=== Begin Enclosure ===
PR #348, opened 2019-10-19
Add support for custom (string based) request IDs

### LINKED ISSUE #329: serialize the id field as a string
Would the vs-streamjsonrpc maintainers consider adding an option/setting to serialize the **id** field as a string?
=== End Enclosure ===
- WHAT IS EXPECTED
The data above is to be given again, with every line exact.

- SOLUTION FOR THIS PROBLEM
PR #348, opened 2019-10-19
Add support for custom (string based) request IDs

### LINKED ISSUE #329: serialize the id field as a string
Would the vs-streamjsonrpc maintainers consider adding an option/setting to serialize the **id** field as a string?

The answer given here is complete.